Herr Lehmann als Schriftsteller: Frank Witzels eigene „Literaturgeschichte“

Fundgrube Frank Witzel gräbt nach den Vergessenen der Literatur – und liefert dabei auch ein Generationenporträt. Was dem Buch freilich abgeht, ist eine These – und das ist eine seiner Stärken
Ausgabe 20/2024
Herr Lehmann als Schriftsteller: Frank Witzels eigene „Literaturgeschichte“

Foto: Evelyn Freja/Connected Archives

Findet Frank Witzel ein Buch, dessen Titel ihn inspiriert, vermeidet er es, dasselbe richtig zu lesen: auf dass es die spontanen Assoziationen nicht enttäusche. Das schreibt er selbst, gleich zu Anfang seiner Neuerscheinung Meine Literaturgeschichte des 20. Jahrhunderts. Und es empfiehlt sich, mit diesem Buch in einer entfernt ähnlichen Weise zu verfahren. Trotz seiner Sachbuch-Anmutung entzieht es sich nämlich der linearen Lektüre.

Denn Witzels Sammlung von Notizen über sowie Fragmenten von Vergessenen und Verschollenen aus der jüngeren Geschichte des – überwiegend – deutschsprachigen Schreibens stellt zwar verschiedenste Typen vor, bleibt dabei aber stets unsystematisch. Da gibt es etwa die Selbstblockierten wie den 1958 in Woltersdorf geborenen Dieter Schulze, von dessen Talent Größen wie Christa Wolf, Volker Braun, Heiner Müller und Franz Fühmann so überzeugt waren, dass sie ihn umfassend protegierten.

Schulze aber brachte weder im Osten noch – nach seiner Ausweisung 1983 – im Westen je mehr zustande als ein paar verstreute Gedichte. Es treten Figuren wie Gustav Maria Krebs auf, der es nicht in die Wikipedia geschafft hat, obwohl sein dritter Roman Seelenfrieden (1958) – so Witzel – einen literaturgeschichtlichen Bruch mit der Gruppe 47 markiere. Ein Versuch mit der Wahrheit (1961), den offenbar düsteren Beziehungsroman der 1934 geborenen Ingrid Dittmar, möchte man nach den drei im Band dokumenierten Seiten dringend weiterlesen, gerade weil man sonst nichts über sie erfährt.

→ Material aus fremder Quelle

PR #2976, opened 2022-02-08
Fix  set date range to 24 hours default

RohanAntony:
Datetime range filter is set to end of day instead of 'now()' preventing a require of updating date to for refresh.

Additionally
- 'Last minute', 'Last 10 minutes', 'Last 30 minutes' and 'Last Hour' values are updated every time the datetime range picker is opened. Previously, when page was kept open for more than a minute, "Date to" wouldn't be updated to latest minute. 
- Adding 'Last 24 hours' for ranges and other places where it might be useful as 'Last 24 hours' comes in between "Today" and "Yesterday".


LucasBrazi06 (approved):
GUT!

PR #2992, opened 2022-02-17
Fix screensizes part 4

cabch:


cabch:
N.B left to do :
- shorten list of width-levels / height-levels + breakpoint if needed
- uncomment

Die verschämten Nebenher-Schreibenden, die Nerds

Da sind ferner die verschämten Nebenher-Schreibenden, die Selbstmörder und Leute, die man heute Nerds nennen würde: etwa ein Gerrit van Reuningen, den man in Anführungszeichen schreiben müsste, weil Witzel diesen niederländischen Architektur-Theorie-Essayisten in den 1990ern erfunden hat. Die Basis war ein Nachlass, den ihm ein Zufallsbekannter überlassen hatte – der aber auch nach diesem Make-over keinen Verlag interessierte.

Was dem Buch freilich abgeht, ist eine These – und das ist eine seiner Stärken. Witzel folgt weder einem chronologischen noch einem typisierenden, thematischen oder anderweitig erkennbaren Ordnungsprinzip. Das Buch ist, obwohl das Wort im Klappentext steht, weder ein Kanon noch ein Gegenkanon: Witzel behauptet nicht, dass seine Vergessenen für die deutschsprachige Literatur des 20. Jahrhunderts in Wahrheit viel wichtiger gewesen seien, als es ihr Nachwelt-Status vermuten lasse. Er will nicht darauf hinaus, dass die deutsche Literatur heute anders oder besser wäre, wenn sie diese Verschollenen nicht verloren hätte – und präsentiert auch keine persönliche Ahnengalerie, die nachvollziehen ließe, wodurch sein eigenes Schreiben geprägt worden ist.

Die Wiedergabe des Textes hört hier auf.